» What you need to do:
If a line of the records contains the word "please", list it.
─── Dataset records ───
PR #1352, opened 2021-03-01
fix: add a check to ensure the MRO is correct

JohnVillalovos:
~~This should be merged after:
https://github.com/python-gitlab/python-gitlab/pull/1344~~  DONE

Add a check to ensure the MRO (Method Resolution Order) is correct for classes in
gitlab.v4.objects.

```
An example of an incorrect definition:
    class ProjectPipeline(RESTObject, RefreshMixin, ObjectDeleteMixin):
                          ^^^^^^^^^^ This should be at the end.

Correct way would be:
    class ProjectPipeline(RefreshMixin, ObjectDeleteMixin, RESTObject):
                                      Correctly at the end ^^^^^^^^^^
```

Also fix classes which have the issue.

### DIFF
--- a/gitlab/tests/objects/test_mro.py
+++ b/gitlab/tests/objects/test_mro.py
@@ -106,7 +106,6 @@ def test_mros():
                 if obj.__module__ == "gitlab.base":
                     has_base = True
                     base_classname = obj.__name__
-                # print(f"\t{obj.__name__}: {obj.__module__}")
             if has_base:
                 filename = inspect.getfile(class_value)
                 # NOTE(jlvillal): The very last item 'mro[-1]' is always going
--- a/gitlab/tests/objects/test_mro.py
+++ b/gitlab/tests/objects/test_mro.py
@@ -1,0 +1,123 @@
+"""
+Ensure objects defined in gitlab.v4.objects have REST* as last item in class
+definition
+
+Original notes by John L. Villalovos
+
+An example of an incorrect definition:
+    class ProjectPipeline(RESTObject, RefreshMixin, ObjectDeleteMixin):
+                          ^^^^^^^^^^ This should be at the end.
+
+Correct way would be:
+    class ProjectPipeline(RefreshMixin, ObjectDeleteMixin, RESTObject):
+                                      Correctly at the end ^^^^^^^^^^
+
+
+Why this is an issue:
+
+  When we do type-checking for gitlab/mixins.py we make RESTObject or
+  RESTManager the base class for the mixins
+
+  Here is how our classes look when type-checking:
+
+      class RESTObject(object):
+          def __init__(self, manager: "RESTManager", attrs: Dict[str, Any]) -> None:
+              ...
+
+      class Mixin(RESTObject):
+          ...
+
+      # Wrong ordering here
+      class Wrongv4Object(RESTObject, RefreshMixin):
+          ...
+
+  If we actually ran this in Python we would get the following error:
+         class Wrongv4Object(RESTObject, Mixin):
+    TypeError: Cannot create a consistent method resolution
+    order (MRO) for bases RESTObject, Mixin
+
+  When we are type-checking it fails to understand the class Wrongv4Object
+  and thus we can't type check it correctly.
+
+Almost all classes in gitlab/v4/objects/*py were already correct before this
+check was added.
+"""
+import inspect
+
+import pytest
+
+import gitlab.v4.objects
+
+
+def test_show_issue():
+    """Test case to demonstrate the TypeError that occurs"""
+
+    class RESTObject(object):
+        def __init__(self, manager: str, attrs: int) -> None:
+            ...
+
+    class Mixin(RESTObject):
+        ...
+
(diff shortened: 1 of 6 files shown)


max-wittig:
Thanks for the MR. Could you elaborate why this matters? I know what you can override methods based on the order, but other than that, I'm unsure. Would be interesting to know @JohnVillalovos

JohnVillalovos:
> 
> 
> Thanks for the MR. Could you elaborate why this matters? I know what you can override methods based on the order, but other than that, I'm unsure. Would be interesting to know @JohnVillalovos

Sure. Let me write up a better explanation and post it. It will have to be after my work-day is over here in Oregon.

JohnVillalovos:
> > Thanks for the MR. Could you elaborate why this matters? I know what you can override methods based on the order, but other than that, I'm unsure. Would be interesting to know @JohnVillalovos
> 
> Sure. Let me write up a better explanation and post it. It will have to be after my work-day is over here in Oregon.

I have put comments in the test file that explain it better.

This PR is assuming that https://github.com/python-gitlab/python-gitlab/pull/1344 will be merged. As that is what triggered this issue.

JohnVillalovos:
@max-wittig  Hopefully I have answered your question.

JohnVillalovos:
Any more questions or comments about this?

gitlab/tests/objects/test_mro.py
```diff
@@ -0,0 +1,132 @@
...
+    """
+
+    debug = False
+    failed_messages = []
+    for module_name, module_value in inspect.getmembers(gitlab.v4.objects):
+        if not inspect.ismodule(module_value):
+            # We only care about the modules
+            continue
+        if debug:
+            print("Module:", module_name, type(module_value), module_value)
```
nejch, line 94: Not sure how you ran this but with pytest it will need capsys disabled to really print anything. Could you add a note in the module docstring on this?

E.g. `tox -e py39 -- -s` or

gitlab/tests/objects/test_mro.py
```diff
@@ -0,0 +1,132 @@
...
+
+def test_mros():
+    """Ensure objects defined in gitlab.v4.objects have REST* as last item in
+    class definition.
+
+    We do this as we need to ensure the MRO (Method Resolution Order) is
+    correct.
+    """
+
+    debug = False
```
nejch, line 87: nitpick: If we're adding all this, I'd prefer it as a pytest option e.g. in conftest.py instead of a hardcoded `debug` value (so people don't accidentally commit it when changing locally):

```python
def pytest_addoption(parser):
    parser.addoption(
        "--debug-print",
        action="store_true",
        default=False
        help="Print debug info in tests",
    )


@pytest.fixture
def debug_print(request):
    return request.config.getoption("--debug-print")
```

Then pass it to the test with `def test_mros(debug_print):` and use it there.

On the other hand I don't know if this is needed since pytest suppresses all this by default (see below) and you can just control it with capsys flags - in that case I'd just remove the check for debug. Up to you ;)

nejch (changes requested):
Thanks @JohnVillalovos! Just a few quick comments.

JohnVillalovos:
@nejch  Thanks for the feedback. I'll try to get some time to work on this in the next few days.

gitlab/tests/objects/test_mro.py
```diff
@@ -0,0 +1,132 @@
...
+#   If we actually ran this in Python we would get the following error:
+#          class Somev4Object(RESTObject, Mixin):
+#     TypeError: Cannot create a consistent method resolution
+#     order (MRO) for bases RESTObject, Mixin
+#
+#   When we are type-checking it fails to understand the class Somev4Object
+#   and thus we can't type check it correctly.
+#
+# Almost all classes in gitlab/v4/objects/*py were already correct before this
+# check was added.
```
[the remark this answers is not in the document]
JohnVillalovos: Done.

gitlab/tests/objects/test_mro.py
JohnVillalovos: I'll just go ahead and remove this debug code.

gitlab/tests/objects/test_mro.py
JohnVillalovos: I'll just go ahead and remove this debug code.

JohnVillalovos:
@nejch  Updated. I removed the debug code and moved the comments into the docstring.

gitlab/tests/objects/test_mro.py
```diff
@@ -0,0 +1,123 @@
...
+
+            mro = class_value.mro()
+
+            # We only check classes which have a 'gitlab.base' class in their MRO
+            has_base = False
+            for count, obj in enumerate(mro, start=1):
+                if obj.__module__ == "gitlab.base":
+                    has_base = True
+                    base_classname = obj.__name__
+                # print(f"\t{obj.__name__}: {obj.__module__}")
```
nejch, line 109:
```suggestion

```

nejch (approved):

PR #1359, opened 2021-03-06
feat(config): option to configure a helper to lookup the token

klorenz:
I have stored my personal access token with all other secrets in UNIX password store.  
For not having the token stored on the disk, I have implemented the option to let tokens be
looked up from a helper program.

Example:
```ini
[my_config]
url = https://gitlab.server
private_token = helper: ~/bin/pass-helper.sh
api_version = 4
```
whith a helper script ``~/bin/pass-helper.sh``:
```bash
#!/bin/bash
pass show path/to/token | head -n 1
```

### DIFF
--- a/gitlab/config.py
+++ b/gitlab/config.py
@@ -36,9 +36,7 @@ _DEFAULT_FILES: List[str] = _env_config() + [
 
 HELPER_PREFIX = "helper:"
 
-HELPER_ATTRIBUTES = [
-    "job_token", "http_password", "private_token", "oauth_token"
-]
+HELPER_ATTRIBUTES = ["job_token", "http_password", "private_token", "oauth_token"]
 
 class ConfigError(Exception):
     pass
@@ -202,11 +200,11 @@ class GitlabConfigParser(object):
             pass
 
     def _get_values_from_helper(self):
-        """Update attributes, which may get values from an external helper program
-        """
+        """Update attributes, which may get values from an external helper program"""
         for attr in HELPER_ATTRIBUTES:
             value = getattr(self, attr)
-            if isinstance(value, str) and value.lower().strip().startswith(HELPER_PREFIX):
+            _value_lower = value.lower().strip()
+            if isinstance(value, str) and _value_lower.startswith(HELPER_PREFIX):
                 helper = value[len(HELPER_PREFIX) :].strip()
                 value = subprocess.check_output([helper]).decode("utf-8").strip()
                 setattr(self, attr, value)
--- a/gitlab/config.py
+++ b/gitlab/config.py
@@ -204,8 +204,10 @@ class GitlabConfigParser(object):
         """Update attributes, which may get values from an external helper program"""
         for attr in HELPER_ATTRIBUTES:
             value = getattr(self, attr)
-            _value_lower = value.lower().strip()
-            if isinstance(value, str) and _value_lower.startswith(HELPER_PREFIX):
+            if not isinstance(value, str):
+                continue
+
+            if value.lower().strip().startswith(HELPER_PREFIX):
                 helper = expanduser(value[len(HELPER_PREFIX) :].strip())
                 value = subprocess.check_output([helper]).decode("utf-8").strip()
                 setattr(self, attr, value)
--- a/gitlab/config.py
+++ b/gitlab/config.py
@@ -17,9 +17,10 @@
 
 import os
 import configparser
+import shlex
 import subprocess
 from typing import List, Optional, Union
-from os.path import expanduser
+from os.path import expanduser, expandvars
 
 from gitlab.const import USER_AGENT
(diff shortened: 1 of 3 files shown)


klorenz:
Hi @nejch ,

to fix commitlinting issues, I have squashed my commits and created better commit messages.

gitlab/tests/test_config.py
```diff
@@ -192,6 +196,17 @@ def test_valid_data(m_open, path_exists):
...
+    fd.close = mock.Mock(return_value=None)
+    m_open.return_value = fd
+    cp = config.GitlabConfigParser(gitlab_id="five")
+    assert "five" == cp.gitlab_id
+    assert "https://five.url" == cp.url
+    assert None == cp.private_token
+    assert "foobar" == cp.oauth_token
+    assert 2 == cp.timeout
+    assert True == cp.ssl_verify
+
```
nejch, line 209: Thanks for adding tests for this :)

This test is really growing now, it might make sense to split it into a new `test_data_from_helper`. Then you could check: what error the user will see if the subprocess exits with non-zero, if it returns nothing, in case there's nothing given in the config after the prefix, etc.

Most of the other stuff in this class is wrapped in blanket try/except blocks so I think if we don't do it for helpers, it should be tested well.

gitlab/config.py
```diff
@@ -150,6 +151,16 @@ def __init__(
         except Exception:
             pass
 
+        for attr in ("job_token", "http_password", "private_token", "oauth_token"):
+            value = getattr(self, attr)
+            prefix = "lookup:"
+            if isinstance(value, str) and value.lower().strip().startswith(prefix):
+                helper = value[len(prefix) :].strip()
+                value = (
+                    subprocess.check_output(helper, shell=True).decode("utf-8").strip()
```
nejch, line 160: I think we should at least warn the user in the docs about `shell=True` or link to https://docs.python.org/3/library/subprocess.html#security-considerations. I guess you added it here so people can use pipes etc.

Also I guess this opens the user to arbitrary commands executed on the machine if someone manages to put a config file with precedence or in `PYTHON_GITLAB_CFG` env var. @max-wittig WDYT about using `shell=True` and this 2nd point here, does it matter? :thinking:

nejch (changes requested):
Thanks a lot for this feature, this is really really neat :) People have requested native keyring support but I think this might be even more flexible as it can be used with any backend/CLI client like vault etc.

I've just added a few comments, sorry it's just a very user-facing feature so I thought it'd be good to agree on the approach from the start.

Also I think this deserves a mention in the docs, would you mind adding a section in https://github.com/python-gitlab/python-gitlab/blob/master/docs/cli-usage.rst?

gitlab/config.py
klorenz: We could also rather run a simple command and leave it up to the user to create a shell script.  If I remember right, this is the behavior from docker.

gitlab/config.py
```diff
@@ -150,6 +151,16 @@ def __init__(
         except Exception:
             pass
 
+        for attr in ("job_token", "http_password", "private_token", "oauth_token"):
```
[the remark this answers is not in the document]
klorenz: Done this.

gitlab/config.py
```diff
@@ -150,6 +151,16 @@ def __init__(
...
+            value = getattr(self, attr)
+            prefix = "lookup:"
```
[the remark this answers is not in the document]
klorenz: Done this.  (is now named "helper:")

gitlab/tests/test_config.py
klorenz: Improved the test and adapted to changed helper.

gitlab/config.py
klorenz: Removed the ``shell=True`` and instead allow only a path to the helper program.  I also updated the documentation.

nejch: Thank you for the changes @klorenz and sorry for the delay! I'll be merging in a minute.

I really liked the convenience of your initial implementation, and I don't want to block this PR any longer so I just pushed a small change (I credited you as the author still) - I went for a compromise where `shell=False` is still used and recommend wrappers for any scripts that require piping etc. I hope this is ok with you. 
I also expanded the docs and wrapped the call in a try/except block for people to have a meaningful erorr message on the CLI. See https://github.com/python-gitlab/python-gitlab/pull/1359/commits/91ffb8e97e213d2f14340b952630875995ecedb2, let me know if you want to revisit this in a follow-up.

nejch (approved):

klorenz:
Hi @nejch, yes I am fine with your changes. This is a good compromise
between convenience and security. Thanks :)

Nejc Habjan ***@***.***> schrieb am So., 18. Apr. 2021, 12:11:

PR #1360, opened 2021-03-06
fix: make scopes work with multiple scope-names

klorenz:
I have found out, that it was not possible to use multiple comma-separated scopes from command line as documented.  These changes fixes that issue.


JohnVillalovos:
When I look at "Files changed" only one file is changed. Was that the intent? The second commit is a Merge commit which doesn't seem correct.

gitlab/types.py
```diff
@@ -45,6 +45,21 @@ def get_for_api(self):
...
+            self._value = [item.strip() for item in cli_value.split(",")]
+
+    def get_for_api(self):
+        # Do not comma-split single value passed as string
+        if isinstance(self._value, str):
+            return [self._value]
+
+        return self._value
+
+
```
nejch, line 62: Since you are inheriting from ListAttribute you don't need to duplicate methods. Just override the one you need to and maybe instead of copying the previous comment, add one (or a docstring) about why it needs to be different from the inherited class. Unless I missed a small difference in `set_from_cli` then please correct me :grin:

nejch (changes requested):
Thanks a lot for this @klorenz I think some people have asked for this already and will be happy to see it fixed! I'll try to find related issues so we can close them if it fixes them.

> When I look at "Files changed" only one file is changed. Was that the intent? The second commit is a Merge commit which doesn't seem correct.
> 
> It seems like this patch was started before gitlab/v4/objects/**init**.py was split up into multiple files.

I agree with @JohnVillalovos, looks like with your merge you lost the custom `_types` attributes. Could you re-add them in the split objects/ files? Also looks like you had an unrelated change in the initial commit, please submit that as a separate PR if you add it back ;)

Apart from John's comment see also my note on only overriding the right method.

And finally since I see from the other PR that you're comfortable with unit tests here could you add one to prove it fixes the issue? ;)

klorenz:
Hi, i struggled a bit with the linting checks you do and had to redo the
commits. I check today if everything is in there. Sorry for the trouble.

Regards, Kiwi

Nejc Habjan <notifications@github.com> schrieb am Sa., 6. März 2021, 18:43:

gitlab/types.py
klorenz: Hi @nejch,

indeed I lost the changes.  I implemented the original code in the __init__.py (some versions ago) and with the split I oversaw to add the changes in all the new files.

If fixed also the other requested changes.

Regards, Kiwi

tools/functional/cli/test_cli_v4.py
```diff
@@ -561,11 +561,10 @@ def test_create_project_with_values_from_file(gitlab_cli, tmpdir):
     assert description in ret.stdout
 
 
-def test_create_project_deploy_token(gitlab_cli, project):
+def do_test_create_project_deploy_token(gitlab_cli, project, scopes, expected_scopes):
```
nejch, line 564: hint: you could keep a single test function here and parametrize the input/expected output with pytest:

```python
@pytest.mark.parametrize(
    "scopes,expected_scopes",
    [
        ("read_registry", "['read_registry']"),
        ("read_registry,read_repository", "['read_repository', 'read_registry']"),
    ],
)
def test_create_project_deploy_token(gitlab_cli, project, scopes, expected_scopes):
    ...
```

Then you don't need a custom helper function at all and it will be easy to add more edge cases later. See very similar example here:
https://github.com/python-gitlab/python-gitlab/blob/af781c10db3829163f977e494e4008acf2096d64/gitlab/tests/test_config.py#L236-L249

nejch (changes requested):
Thanks for the added tests, looks good! I just left one small note.

nejch:
Hi @klorenz, coming back to this, I realized we've solved the same/similar problem in a more generic way in https://github.com/python-gitlab/python-gitlab/pull/1420 for all objects that need special list filters. 

I just ran your functional tests on the current master branch and they're passing, so I just wanted to check what your original issue was so that we can see if this is still needed for any objects. Could you let me know what CLI commands you were trying before that did not work properly?

It seems like creating deploy tokens with scopes as a comma-delimited string (`--scopes "read_registry,read_repository"` works well with the current master branch.

JohnVillalovos:
Related PR which also fixes other issues we have with array variables passed to the GitLab API

https://github.com/python-gitlab/python-gitlab/pull/1699

Issue #1107, opened 2020-05-26
Add support for group audit events


JacobHenner:
## Description of the problem, including code/CLI snippet

It does not appear as if [group audit events](https://docs.gitlab.com/ee/api/audit_events.html#group-audit-events-starter) are supported.

Presumably, these should be accessible through Group objects.

(See also: https://github.com/python-gitlab/python-gitlab/issues/948)

## Specifications

  - python-gitlab version: 2.2.0
  - API version you are using (v3/v4): v4
  - Gitlab server version (or gitlab.com): gitlab.com

Issue #948, opened 2019-11-26
Add support for audit events


idanbensha:
There's no support for the Audit Events API via the python gitlab client.

See here:
https://docs.gitlab.com/ee/api/audit_events.html

## Specifications

  - python-gitlab version: 1.9
  - API version you are using (v3/v4): v4

max-wittig:
Hi I don't have access to the enterprise version of GitLab. But if you like to have this feature, I would be happy to review any merge requests regarding this.

idanbensha:
Hello, that would be great.
I will apply a PR adding this feature ASAP!

PR #1363, opened 2021-03-07
Feat: cover all audit events

nejch:
This adds group audit events, moves all audit events into one module and makes the class naming consistent.

Closes https://github.com/python-gitlab/python-gitlab/issues/1107, closes https://github.com/python-gitlab/python-gitlab/issues/948.


max-wittig:
@nejch Sorry for ignoring that for soo long. Looks good!

PR #1365, opened 2021-03-07
chore: make _types always present in RESTManager

JohnVillalovos:
We now create _types = {} in RESTManager class.

By making _types always present in RESTManager it makes the code
simpler. We no longer have to do:
   types = getattr(self, "_types", {})

And the type checker now understands the type.


nejch (approved):
Cool, gets rid of some of the magic as well.

PR #1366, opened 2021-03-07
chore: have _create_attrs & _update_attrs be a namedtuple

JohnVillalovos:
Convert _create_attrs and _update_attrs to use a NamedTuple
(RequiredOptional) to help with code readability. Update all code to
use the NamedTuple.

### DIFF
--- a/gitlab/base.py
+++ b/gitlab/base.py
@@ -17,12 +17,13 @@
 
 import importlib
 from types import ModuleType
-from typing import Any, Dict, Optional, Tuple, Type
+from typing import Any, Dict, NamedTuple, Optional, Tuple, Type
 
 from .client import Gitlab, GitlabList
 from gitlab import types as g_types
 
 __all__ = [
+    "RequiredOptional",
     "RESTObject",
     "RESTObjectList",
     "RESTManager",
@@ -249,6 +250,11 @@ class RESTObjectList(object):
         return self._list.total
 
 
+class RequiredOptional(NamedTuple):
+    required: Tuple[str, ...] = tuple()
+    optional: Tuple[str, ...] = tuple()
+
+
 class RESTManager(object):
     """Base class for CRUD operations on objects.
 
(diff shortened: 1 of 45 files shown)


JohnVillalovos:
Breaking this up into smaller pieces.

gitlab/base.py
```diff
@@ -249,6 +250,11 @@ def total(self) -> int:
         return self._list.total
 
 
+class RequiredOptional(NamedTuple):
+    required: Tuple[str, ...]
+    optional: Tuple[str, ...]
```
nejch, line 255: Would it make sense to add default values (empty tuples) like the example in https://docs.python.org/3/library/typing.html#typing.NamedTuple?

Then people would only explicitly add required / optional args if needed. Might make the classes a bit more concise. I haven't tried though :)

JohnVillalovos: We could do that.

I set up a default value at:
https://github.com/python-gitlab/python-gitlab/pull/1366/files#diff-4d0a1fd6f7611cc6ced65bac48f9cbe658039289f350e2c5d7881674ff61dd9eR267-R272

But that doesn't help when people are setting the value.

Let me investigate it and see how it works.

JohnVillalovos: @nejch  I did what you suggested and updated all the `v4/objects/*.py` based on having default values.

JohnVillalovos:
@nejch  Updated this with your feedback.

nejch:
> @nejch Updated this with your feedback.

Thanks a lot for the hard work here, looks a lot clearer than the old code! Sorry for the delay, again :)
I didn't want to block this PR any longer so I just force-pushed a tiny change to delete a leftover tt.sh script, I hope that's ok. I'll merge in a minute.

JohnVillalovos:
> 
> 
> > @nejch Updated this with your feedback.
> 
> Thanks a lot for the hard work here, looks a lot clearer than the old code! Sorry for the delay, again :)
> I didn't want to block this PR any longer so I just force-pushed a tiny change to delete a leftover tt.sh script, I hope that's ok. I'll merge in a minute.

Oh! Whoops on my part leaving the `tt.sh` in there 😟

Thanks for the merge!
───
» Solution to the exercise:
nejch, line 62: Since you are inheriting from ListAttribute you don't need to duplicate methods. Just override the one you need to and maybe instead of copying the previous comment, add one (or a docstring) about why it needs to be different from the inherited class. Unless I missed a small difference in `set_from_cli` then please correct me :grin:
I agree with @JohnVillalovos, looks like with your merge you lost the custom `_types` attributes. Could you re-add them in the split objects/ files? Also looks like you had an unrelated change in the initial commit, please submit that as a separate PR if you add it back ;)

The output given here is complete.